Once he could tell I was bored of catching up, he said “how can I show you I want to be serious with you and that I love you?”.
In my mind, an evil laugh meme was playing on repeat. My response? “You’ll figure something out”. He said he asked his financial advisor an amount of $ that might “impress his ex”. Mind you, we were never together.
After a few minutes, he sends me a text saying he’s sending me $15,000.
Yes, that did impress me.
When the money cleared in my account, something in me was actually excited to see him, chill and catch up again. I actually wanted to entertain his lies for once.
Did we meet and catch up? No.
After he sent me $15,000 did he ghost me?
Yes.
Was I mad? Lowkey.
Then, maybe a month later, after I blocked his number of course, I get a text from a friend of his along with an apple pay of $5,000.
“Unblock Gemini”.
I did of course, asking aggressively “wtf do you want?”..and just like routine, same ol’ stuff. I miss you, im sorry, I want to be serious, bla bla. Yeah, by this time, I was solely in it for the gains because I knew him and can read him like a book. A gemini, a flip flopping ghoster.
Funny, exciting and crazy as hell but as soon as they’re bored of you, they’re gone and have found something newer and more exciting.
Maybe a week later, he pops up online with his on and off again partner and here I am, with this money but also, with his lies. Pissed but not too pissed.
Why? Because there’s been at least 3 times in the past year that I’ve blocked his number and he’s PAID for it to be unblocked. Can’t stay mad when life’s ‘lifing’ like that.
By now? Completely dissociated. Can’t feel a thing for him. Can we be friends? Absolutely. Great friends. Amazing friends, to me.
The laughs, the gossip, the tea we spill together, the fun random side quests we go on, the traveling, the spilling out our hearts and never judging. I can’t do anything but absolutely LOVE being a friend of his.
But at what cost?
2025, we haven’t spoken in months now. And if I’m being frank, we probably wont ever again. Im fine with it too. It’s a bit much, mentally. And even with the money sometimes, it still feels empty.
To some people, lying about love and ignoring disrespect would be easy if it meant spending time with a famous artist and having some pocket change every so often.
Me? I’d rather have a real life friendship I could COUNT on and rely on. Those are more valuable.
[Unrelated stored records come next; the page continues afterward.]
PR #1011, opened 2021-02-04
only show edit icons when user is allowed to edit works or collections

### LINKED ISSUE #943: Item titles in the Progress Bar on the dashboard should link to the Item view page, not the edit form
Design Doc: https://docs.google.com/document/d/1fcr2DYo7OrX-qTdeUOTWKSS1rlq_47sehESmbvgUsrk/edit#heading=h.vhwtx3wnoqek
Wireframes: https://projects.invisionapp.com/share/EQXC9CLKCR2#/screens/433047903

peetucket:
## Why was this change made?

- Users should only see edit icons/links if they are allowed to edit a collection or work.
- Refactor one spot where we create a edit work link to use the component instead
- Update specs
- Also fixes #943 (sorry @jcoyne didn't see you had this in progress), work text in progress bar should link to work show page, not work edit page

Unit tests and localhost browser

### DIFF
--- a/app/components/dashboard/in_progress_row_component.html.erb
+++ b/app/components/dashboard/in_progress_row_component.html.erb
@@ -1,6 +1,6 @@
 <div class="row">
   <div class="col-4">
-    <%= show_collection_link %> &gt; <%= work_link %> <%= edit_work_link %>
+    <%= show_collection_link %> &gt; <%= work_link %> <%= render Works::EditLinkComponent.new(work: work, anchor: '', label: "Edit #{title}") %>
   </div>
   <div class="col-5">
     <%= render Dashboard::DepositProgressComponent.new(work: work) %>
--- a/app/components/dashboard/in_progress_row_component.html.erb
+++ b/app/components/dashboard/in_progress_row_component.html.erb
@@ -1,6 +1,6 @@
 <div class="row">
   <div class="col-4">
-    <%= show_collection_link %> &gt; <%= work_link %> <%= render Works::EditLinkComponent.new(work: work, anchor: '', label: "Edit #{title}") %>
+    <%= show_collection_link %> &gt; <%= work_link %> <%= helpers.turbo_frame_tag dom_id(work, :edit), src: edit_button_work_path(work), target: '_top' %>
   </div>
   <div class="col-5">
     <%= render Dashboard::DepositProgressComponent.new(work: work) %>
--- a/app/components/dashboard/in_progress_row_component.rb
+++ b/app/components/dashboard/in_progress_row_component.rb
@@ -16,18 +16,12 @@ module Dashboard
       Dashboard::CollectionHeaderComponent.new(collection: work.collection).name
     end
 
-    def edit_work_link
-      link_to edit_work_path(work), aria: { label: "Edit #{title}" } do
-        tag.span class: 'fas fa-pencil-alt'
-      end
-    end
-
     def title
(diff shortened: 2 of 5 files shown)


app/components/dashboard/in_progress_row_component.rb
```diff
@@ -16,18 +16,12 @@ def collection_name
...
-      end
-    end
-
     def title
       @title ||= Works::DetailComponent.new(work: work).title
     end
 
     def work_link
-      link_to truncate(title, length: 100, separator: ' '), edit_work_path(work), title: title
+      link_to truncate(title, length: 100, separator: ' '), work_path(work), title: title
```
peetucket, line 24: this is the fix to #943

spec/features/edit_draft_work_spec.rb
```diff
@@ -20,7 +20,7 @@
       visit dashboard_path
 
       within('#deposits-in-progress') do
-        click_link work.title
+        click_link "Edit #{work.title}"
       end
```
peetucket, line 24: tests updated as a result of the change for #943 (title link no longer goes to edit page)

spec/features/edit_draft_work_spec.rb
```diff
@@ -59,7 +59,7 @@
       visit dashboard_path
 
       within('#deposits-in-progress') do
-        click_link work.title
+        click_link "Edit #{work.title}"
```
peetucket, line 62: tests updated as a result of the change for #943 (title link no longer goes to edit page)

spec/features/edit_draft_work_spec.rb
```diff
@@ -73,7 +73,7 @@
...
```
peetucket, line 76: tests updated as a result of the change for #943 (title link no longer goes to edit page)

peetucket:
@jcoyne  thoughts on why all the test failures?  it looks like the hotwire changes may be triggering re-rendering of html that includes the components i updated here, but that when this happens, the user context is lost, which breaks the ability to check current_user abilities.... i verified it happens in the browser too

app/components/works/edit_link_component.rb
```diff
@@ -11,6 +11,11 @@ def initialize(work:, anchor:, label:)
       @label = label
     end
 
+    sig { returns(T::Boolean) }
+    def render?
+      work.can_update_metadata? && !work.pending_approval?
```
jcoyne, line 16: will this prevent a reviewer from making changes?

jcoyne (changes requested):

app/components/works/edit_link_component.rb
peetucket: oh, yes ... i'll ditch the `!work.pending_approval?` check

app/components/dashboard/in_progress_row_component.html.erb
```diff
@@ -1,6 +1,6 @@
 <div class="row">
   <div class="col-4">
-    <%= show_collection_link %> &gt; <%= work_link %> <%= edit_work_link %>
+    <%= show_collection_link %> &gt; <%= work_link %> <%= helpers.turbo_frame_tag dom_id(work, :edit), src: edit_button_work_path(work), target: '_top' %>
```
peetucket, line 3: this is an edit link on the dashboard, switching to use turbo like other edit work links on the dashboard (so that only edit links on the work detail page use the edit link component)

jcoyne (approved):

Now, Mr.Gemini is caring, loving, heartfelt, funny, cute and definitely would ride at dawn for someone he loves. Does he ever really love them though? Questionable.
Do I think he cares for me?! In ways. Would he clear up a lie or a rumor for me? Never.
So, you tell me if thats someone I should keep in my life. Maybe I’m overthinking. I doubt it.
But, forever, Gemini is my favorite sign.. me and them will ALWAYS have a blast together.